Task requirements
Pick each line that has "perhaps" out of the records.

____

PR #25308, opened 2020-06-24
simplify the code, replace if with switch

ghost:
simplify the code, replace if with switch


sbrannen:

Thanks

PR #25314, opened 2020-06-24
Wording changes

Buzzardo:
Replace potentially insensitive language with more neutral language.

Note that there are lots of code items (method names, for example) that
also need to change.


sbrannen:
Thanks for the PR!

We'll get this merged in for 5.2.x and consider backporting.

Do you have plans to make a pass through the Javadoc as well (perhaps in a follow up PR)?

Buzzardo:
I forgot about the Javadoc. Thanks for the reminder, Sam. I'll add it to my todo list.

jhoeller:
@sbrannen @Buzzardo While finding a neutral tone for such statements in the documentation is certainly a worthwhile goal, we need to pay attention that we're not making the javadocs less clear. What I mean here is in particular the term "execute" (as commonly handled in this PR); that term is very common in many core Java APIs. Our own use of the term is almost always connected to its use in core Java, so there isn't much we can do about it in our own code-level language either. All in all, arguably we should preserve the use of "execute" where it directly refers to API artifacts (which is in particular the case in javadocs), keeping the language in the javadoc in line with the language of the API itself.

____

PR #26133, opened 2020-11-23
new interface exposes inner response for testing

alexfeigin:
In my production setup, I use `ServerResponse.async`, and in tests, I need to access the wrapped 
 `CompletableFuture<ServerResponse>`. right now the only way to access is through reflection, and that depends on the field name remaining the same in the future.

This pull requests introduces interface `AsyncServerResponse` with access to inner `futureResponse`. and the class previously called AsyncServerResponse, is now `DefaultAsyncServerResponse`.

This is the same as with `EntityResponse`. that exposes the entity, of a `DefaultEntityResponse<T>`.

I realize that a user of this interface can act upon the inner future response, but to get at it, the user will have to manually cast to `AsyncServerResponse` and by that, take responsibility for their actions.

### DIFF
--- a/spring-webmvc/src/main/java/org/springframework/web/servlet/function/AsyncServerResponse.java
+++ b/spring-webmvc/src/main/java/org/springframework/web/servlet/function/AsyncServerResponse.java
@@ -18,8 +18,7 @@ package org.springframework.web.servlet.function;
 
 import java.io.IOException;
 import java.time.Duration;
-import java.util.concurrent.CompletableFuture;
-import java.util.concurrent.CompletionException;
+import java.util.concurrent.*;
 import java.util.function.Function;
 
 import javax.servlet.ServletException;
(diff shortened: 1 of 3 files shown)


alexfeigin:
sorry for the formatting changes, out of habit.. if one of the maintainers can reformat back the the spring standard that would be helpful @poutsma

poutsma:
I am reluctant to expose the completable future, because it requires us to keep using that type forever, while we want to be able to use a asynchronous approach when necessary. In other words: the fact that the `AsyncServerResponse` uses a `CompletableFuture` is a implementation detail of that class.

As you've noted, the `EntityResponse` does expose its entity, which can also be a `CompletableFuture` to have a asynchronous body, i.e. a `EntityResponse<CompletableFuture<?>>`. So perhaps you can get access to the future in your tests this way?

____

Worked solution
Do you have plans to make a pass through the Javadoc as well (perhaps in a follow up PR)?
As you've noted, the `EntityResponse` does expose its entity, which can also be a `CompletableFuture` to have a asynchronous body, i.e. a `EntityResponse<CompletableFuture<?>>`. So perhaps you can get access to the future in your tests this way?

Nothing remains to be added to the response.